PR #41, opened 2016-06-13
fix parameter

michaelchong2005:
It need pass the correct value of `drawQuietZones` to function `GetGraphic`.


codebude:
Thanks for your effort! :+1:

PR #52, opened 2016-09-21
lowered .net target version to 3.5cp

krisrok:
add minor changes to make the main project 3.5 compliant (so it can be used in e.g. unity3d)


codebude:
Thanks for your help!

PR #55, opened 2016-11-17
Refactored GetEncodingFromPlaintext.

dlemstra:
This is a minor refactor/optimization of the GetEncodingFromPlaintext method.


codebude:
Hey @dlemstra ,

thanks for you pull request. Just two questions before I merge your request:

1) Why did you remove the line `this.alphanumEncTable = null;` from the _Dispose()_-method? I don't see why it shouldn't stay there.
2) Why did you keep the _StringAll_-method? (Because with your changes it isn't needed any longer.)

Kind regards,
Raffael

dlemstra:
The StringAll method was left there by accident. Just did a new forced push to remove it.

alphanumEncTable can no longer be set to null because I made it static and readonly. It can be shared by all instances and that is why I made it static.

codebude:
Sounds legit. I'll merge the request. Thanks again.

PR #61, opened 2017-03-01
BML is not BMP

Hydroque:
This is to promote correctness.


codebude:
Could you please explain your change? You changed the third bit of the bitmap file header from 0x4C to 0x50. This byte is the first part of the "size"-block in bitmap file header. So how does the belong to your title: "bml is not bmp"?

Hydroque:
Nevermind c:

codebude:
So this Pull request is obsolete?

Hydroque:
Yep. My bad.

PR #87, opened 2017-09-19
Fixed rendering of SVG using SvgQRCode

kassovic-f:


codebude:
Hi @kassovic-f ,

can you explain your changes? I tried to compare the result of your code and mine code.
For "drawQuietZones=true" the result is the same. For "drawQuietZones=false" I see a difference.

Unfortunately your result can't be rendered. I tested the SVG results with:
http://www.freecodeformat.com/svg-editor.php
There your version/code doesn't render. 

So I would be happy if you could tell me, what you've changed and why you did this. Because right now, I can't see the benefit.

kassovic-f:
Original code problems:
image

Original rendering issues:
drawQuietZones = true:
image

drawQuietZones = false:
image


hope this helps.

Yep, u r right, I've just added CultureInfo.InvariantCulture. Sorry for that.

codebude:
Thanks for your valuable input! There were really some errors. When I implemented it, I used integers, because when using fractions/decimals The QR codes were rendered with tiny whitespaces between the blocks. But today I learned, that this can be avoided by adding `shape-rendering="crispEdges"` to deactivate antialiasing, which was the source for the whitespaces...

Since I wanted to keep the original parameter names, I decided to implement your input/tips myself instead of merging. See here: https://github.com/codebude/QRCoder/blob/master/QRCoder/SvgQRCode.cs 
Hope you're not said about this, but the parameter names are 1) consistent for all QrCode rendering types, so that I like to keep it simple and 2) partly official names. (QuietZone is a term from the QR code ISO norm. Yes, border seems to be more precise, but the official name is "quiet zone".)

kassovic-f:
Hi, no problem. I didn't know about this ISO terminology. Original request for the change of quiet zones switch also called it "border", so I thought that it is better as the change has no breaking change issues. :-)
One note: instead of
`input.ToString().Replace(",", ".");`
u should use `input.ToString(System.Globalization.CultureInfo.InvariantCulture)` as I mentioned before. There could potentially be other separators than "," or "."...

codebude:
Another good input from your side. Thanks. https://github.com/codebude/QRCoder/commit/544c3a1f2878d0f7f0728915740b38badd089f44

* * *

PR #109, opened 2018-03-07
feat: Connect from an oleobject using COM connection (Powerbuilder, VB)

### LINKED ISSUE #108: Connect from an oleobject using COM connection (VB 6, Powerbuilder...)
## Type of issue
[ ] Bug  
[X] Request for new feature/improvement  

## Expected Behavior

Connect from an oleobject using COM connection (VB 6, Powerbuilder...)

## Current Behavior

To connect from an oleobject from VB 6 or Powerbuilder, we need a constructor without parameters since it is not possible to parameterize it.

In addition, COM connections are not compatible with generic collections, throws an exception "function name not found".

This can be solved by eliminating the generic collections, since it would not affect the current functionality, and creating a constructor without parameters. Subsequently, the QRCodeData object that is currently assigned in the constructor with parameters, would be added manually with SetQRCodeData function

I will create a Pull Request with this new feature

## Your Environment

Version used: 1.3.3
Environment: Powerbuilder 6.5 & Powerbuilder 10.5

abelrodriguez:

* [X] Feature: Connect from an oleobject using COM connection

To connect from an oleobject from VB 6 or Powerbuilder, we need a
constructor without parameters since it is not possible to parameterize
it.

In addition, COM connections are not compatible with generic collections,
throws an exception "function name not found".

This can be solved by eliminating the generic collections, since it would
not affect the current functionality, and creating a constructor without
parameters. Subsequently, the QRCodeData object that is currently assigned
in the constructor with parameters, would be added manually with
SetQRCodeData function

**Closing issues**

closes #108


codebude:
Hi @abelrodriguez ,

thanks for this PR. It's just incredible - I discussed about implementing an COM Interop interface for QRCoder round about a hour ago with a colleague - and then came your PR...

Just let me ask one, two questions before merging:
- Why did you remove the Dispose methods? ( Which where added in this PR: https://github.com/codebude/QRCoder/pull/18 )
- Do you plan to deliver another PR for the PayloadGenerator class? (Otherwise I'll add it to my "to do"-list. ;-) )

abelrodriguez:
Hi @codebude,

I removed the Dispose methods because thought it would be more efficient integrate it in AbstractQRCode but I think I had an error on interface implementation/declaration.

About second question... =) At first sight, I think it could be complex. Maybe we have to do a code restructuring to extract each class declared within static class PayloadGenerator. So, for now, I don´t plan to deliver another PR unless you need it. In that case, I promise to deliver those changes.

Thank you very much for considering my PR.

* **Work instructions**
Please copy, exactly as written, every line in the listing above from the line with "PR #41, opened 2016-06-13" up to and including the line with "PR #61, opened 2017-03-01".

* **Answer below**
PR #41, opened 2016-06-13
fix parameter

michaelchong2005:
It need pass the correct value of `drawQuietZones` to function `GetGraphic`.


codebude:
Thanks for your effort! :+1:

PR #52, opened 2016-09-21
lowered .net target version to 3.5cp

krisrok:
add minor changes to make the main project 3.5 compliant (so it can be used in e.g. unity3d)


codebude:
Thanks for your help!

PR #55, opened 2016-11-17
Refactored GetEncodingFromPlaintext.

dlemstra:
This is a minor refactor/optimization of the GetEncodingFromPlaintext method.


codebude:
Hey @dlemstra ,

thanks for you pull request. Just two questions before I merge your request:

1) Why did you remove the line `this.alphanumEncTable = null;` from the _Dispose()_-method? I don't see why it shouldn't stay there.
2) Why did you keep the _StringAll_-method? (Because with your changes it isn't needed any longer.)

Kind regards,
Raffael

dlemstra:
The StringAll method was left there by accident. Just did a new forced push to remove it.

alphanumEncTable can no longer be set to null because I made it static and readonly. It can be shared by all instances and that is why I made it static.

codebude:
Sounds legit. I'll merge the request. Thanks again.

PR #61, opened 2017-03-01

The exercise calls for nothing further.